(Originally posted Sunday 10-03-04 5:15 p.m. on Gaia)
Oh it must have been February or so. Our Microwave, a newer model than the previous one, broke down on us.
Yes, ever since February, we have had no Microwave, no Delightful Nuker of Leftovers, and it has been a hard, hard experience.
The parents only just now got around to buying a new one, and Dad just nuked the microwave popcorn he bought two months ago, forgetting that the microwave was broken.
And I'm thrilled, because now I won't be burning my leftovers in the toaster oven anymore.
We also got Trickster's Queen by Tamora Pierce. Yay. And me being the compromising soul that I am, agreed to not BICKER OVER IT LIKE THE LITTLE KID I AM and let mom read it first. After all, I want to read the first book in the set, Trickster's Choice again. We also got the next book in the Dresden Files by Jim Butcher--I heard a rumor that Sci Fi is thinking of making that into a TV series. It would so rock... if they did a good job, that is. And a new Lackey. I wanted Exile's Honor, which is in paperback... but mom got some other one of hers, Outstretched Shadow or something. *sigh*
So I am a happy camper. I haven't had new books in too long.

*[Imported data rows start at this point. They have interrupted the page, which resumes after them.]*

PR #1592, opened 2022-10-03
Bump node version to v14

jeremymeng:
We are planning to drop NodeJS v12 support.  This PR updates codegen to use v14 as template.


qiaozha (approved):
LGTM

We fleabombed the house today, because our idiot flearidden mongerel, no matter that we give him two fleabaths a week, still spawns the little bloodsucking specks like fiendish mass-production factory.
And we got a spray to squirt on the dog and cats, hopefully to help MURDER THE REST OF THE DAMN LITTLE BUGGERS!!!
*seethe*
*seethe*
*cough* Damn fumes.
Seriously. I keep all of the animals out of my bedroom, and I put down carpet flea killer and vacuumed it up after two hours (the canister said 30 min) and I walked across the bedroom floor this morning... and stood in one spot and looked at my feet.
It was as though I was sprinkling a pepper shaker over my feet. Only the pepper shaker was full of DAMN FLEAS.
*thinks it's theraputic to use scream and vein overmuch*
Hopefully they're dead now. And hopefully we'll be able to destroy the colonies of fleas which inhabit the dog like the multitudes of lichen and fungus which inhabit fallen logs in soggy climes.
If I could, I'd get the dog one of those giant plastic "I just had surgery and they can't trust me not to stupidly lick my wounds open again" cone, and wrap flea collars around his legs, neck, body, and tail. Only we have a toddler in the house, and flea collars are toxic.
And now I get to go get ready for work, because I'm working for a whole hour and a half this evening.